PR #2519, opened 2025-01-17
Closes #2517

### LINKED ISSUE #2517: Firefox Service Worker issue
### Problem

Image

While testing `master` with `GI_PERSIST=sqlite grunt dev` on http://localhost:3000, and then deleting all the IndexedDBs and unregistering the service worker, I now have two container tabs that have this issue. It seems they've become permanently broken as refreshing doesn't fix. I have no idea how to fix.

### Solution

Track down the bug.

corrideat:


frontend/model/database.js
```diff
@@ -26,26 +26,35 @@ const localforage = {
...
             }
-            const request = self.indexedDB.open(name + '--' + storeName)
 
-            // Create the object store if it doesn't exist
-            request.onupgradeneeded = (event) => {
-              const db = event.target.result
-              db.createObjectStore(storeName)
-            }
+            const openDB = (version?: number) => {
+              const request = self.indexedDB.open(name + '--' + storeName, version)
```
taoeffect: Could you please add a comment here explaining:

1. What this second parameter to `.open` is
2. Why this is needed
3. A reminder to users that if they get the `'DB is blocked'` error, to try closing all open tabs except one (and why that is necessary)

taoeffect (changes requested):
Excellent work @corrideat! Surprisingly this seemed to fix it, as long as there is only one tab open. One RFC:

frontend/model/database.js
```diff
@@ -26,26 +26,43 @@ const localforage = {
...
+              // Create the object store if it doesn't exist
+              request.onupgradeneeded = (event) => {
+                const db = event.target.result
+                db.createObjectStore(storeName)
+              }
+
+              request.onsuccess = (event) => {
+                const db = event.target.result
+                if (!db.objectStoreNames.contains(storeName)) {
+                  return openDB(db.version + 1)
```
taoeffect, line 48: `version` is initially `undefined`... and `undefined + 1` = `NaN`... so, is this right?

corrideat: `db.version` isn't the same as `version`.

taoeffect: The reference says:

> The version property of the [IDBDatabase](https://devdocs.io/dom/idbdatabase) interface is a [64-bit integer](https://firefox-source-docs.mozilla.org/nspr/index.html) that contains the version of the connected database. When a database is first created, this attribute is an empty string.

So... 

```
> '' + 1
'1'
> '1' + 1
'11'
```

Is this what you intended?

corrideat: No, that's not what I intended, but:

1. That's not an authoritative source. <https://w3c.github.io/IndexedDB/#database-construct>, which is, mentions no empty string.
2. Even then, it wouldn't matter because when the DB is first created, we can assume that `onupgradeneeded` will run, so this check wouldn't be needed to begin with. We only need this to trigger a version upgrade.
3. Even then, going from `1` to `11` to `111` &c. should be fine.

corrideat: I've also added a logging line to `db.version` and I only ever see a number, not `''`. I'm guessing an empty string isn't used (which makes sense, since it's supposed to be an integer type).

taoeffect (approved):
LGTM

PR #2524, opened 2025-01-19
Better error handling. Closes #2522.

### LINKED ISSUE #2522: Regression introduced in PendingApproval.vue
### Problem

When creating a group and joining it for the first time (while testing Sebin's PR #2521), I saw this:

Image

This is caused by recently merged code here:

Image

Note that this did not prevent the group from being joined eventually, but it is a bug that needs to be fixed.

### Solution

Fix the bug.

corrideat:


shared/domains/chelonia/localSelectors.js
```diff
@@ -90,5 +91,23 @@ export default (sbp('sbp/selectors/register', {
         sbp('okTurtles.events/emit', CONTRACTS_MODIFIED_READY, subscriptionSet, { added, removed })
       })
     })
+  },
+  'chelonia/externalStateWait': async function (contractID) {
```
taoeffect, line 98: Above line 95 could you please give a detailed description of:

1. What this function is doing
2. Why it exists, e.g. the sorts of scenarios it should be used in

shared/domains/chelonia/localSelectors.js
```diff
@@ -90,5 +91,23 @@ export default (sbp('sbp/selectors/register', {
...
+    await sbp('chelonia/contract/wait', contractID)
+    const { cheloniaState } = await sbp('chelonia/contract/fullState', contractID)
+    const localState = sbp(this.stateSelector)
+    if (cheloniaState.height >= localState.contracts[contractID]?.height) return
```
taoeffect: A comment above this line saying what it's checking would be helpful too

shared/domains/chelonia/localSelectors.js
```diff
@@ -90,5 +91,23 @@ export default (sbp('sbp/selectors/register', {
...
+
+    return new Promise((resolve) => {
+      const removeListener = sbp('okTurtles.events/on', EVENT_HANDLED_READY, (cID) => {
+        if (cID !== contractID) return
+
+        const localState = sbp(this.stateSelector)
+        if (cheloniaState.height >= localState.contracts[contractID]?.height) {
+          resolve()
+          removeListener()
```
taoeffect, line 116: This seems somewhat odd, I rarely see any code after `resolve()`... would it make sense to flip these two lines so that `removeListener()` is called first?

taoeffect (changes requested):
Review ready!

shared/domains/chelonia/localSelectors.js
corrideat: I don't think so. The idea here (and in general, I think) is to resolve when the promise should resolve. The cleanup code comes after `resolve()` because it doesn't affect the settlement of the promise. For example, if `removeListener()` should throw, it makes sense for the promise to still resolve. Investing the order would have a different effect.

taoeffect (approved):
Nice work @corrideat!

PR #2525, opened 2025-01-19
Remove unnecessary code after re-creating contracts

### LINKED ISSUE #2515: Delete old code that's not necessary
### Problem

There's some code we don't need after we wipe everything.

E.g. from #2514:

━━━━━━━━

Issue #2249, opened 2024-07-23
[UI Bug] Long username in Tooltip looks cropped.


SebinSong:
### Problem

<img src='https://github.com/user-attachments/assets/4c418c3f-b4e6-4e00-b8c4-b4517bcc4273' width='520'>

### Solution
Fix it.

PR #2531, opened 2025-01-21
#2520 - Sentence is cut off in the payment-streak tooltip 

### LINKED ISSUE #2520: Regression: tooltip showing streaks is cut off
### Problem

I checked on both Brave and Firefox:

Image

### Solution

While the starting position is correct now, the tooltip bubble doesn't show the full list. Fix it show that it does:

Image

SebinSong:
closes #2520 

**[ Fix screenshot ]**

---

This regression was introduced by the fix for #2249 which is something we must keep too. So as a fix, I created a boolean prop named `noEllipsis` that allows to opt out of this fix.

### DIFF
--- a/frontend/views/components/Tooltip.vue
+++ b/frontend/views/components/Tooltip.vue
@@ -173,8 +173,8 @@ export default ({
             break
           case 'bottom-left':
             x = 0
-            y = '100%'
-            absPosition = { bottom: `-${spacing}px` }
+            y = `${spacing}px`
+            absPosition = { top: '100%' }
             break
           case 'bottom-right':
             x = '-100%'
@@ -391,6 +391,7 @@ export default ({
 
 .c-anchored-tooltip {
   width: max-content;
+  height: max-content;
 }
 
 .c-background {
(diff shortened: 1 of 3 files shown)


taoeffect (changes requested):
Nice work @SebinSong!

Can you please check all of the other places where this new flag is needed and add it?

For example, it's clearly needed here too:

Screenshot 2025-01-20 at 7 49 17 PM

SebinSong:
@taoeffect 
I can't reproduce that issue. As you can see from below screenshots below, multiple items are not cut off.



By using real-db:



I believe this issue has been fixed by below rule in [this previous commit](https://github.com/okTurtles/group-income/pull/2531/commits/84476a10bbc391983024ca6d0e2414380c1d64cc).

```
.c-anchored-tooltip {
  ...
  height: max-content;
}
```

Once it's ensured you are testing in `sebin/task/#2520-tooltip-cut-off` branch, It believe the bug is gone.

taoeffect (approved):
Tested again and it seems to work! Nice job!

━━━━━━━━

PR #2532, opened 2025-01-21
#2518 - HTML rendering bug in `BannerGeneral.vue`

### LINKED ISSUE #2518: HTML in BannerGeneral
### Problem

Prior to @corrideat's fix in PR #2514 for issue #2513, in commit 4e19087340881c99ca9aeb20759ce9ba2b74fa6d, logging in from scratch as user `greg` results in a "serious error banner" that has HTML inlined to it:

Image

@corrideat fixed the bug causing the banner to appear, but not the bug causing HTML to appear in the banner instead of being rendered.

━━━━━━━━

* [Task]
Using the data above, extract exactly the lines from the one that holds "Once it's ensured" to the one that holds "Tested again and it seems to work! Nice job!", both ends included, and no others.

* [Answer]
Once it's ensured you are testing in `sebin/task/#2520-tooltip-cut-off` branch, It believe the bug is gone.

taoeffect (approved):
Tested again and it seems to work! Nice job!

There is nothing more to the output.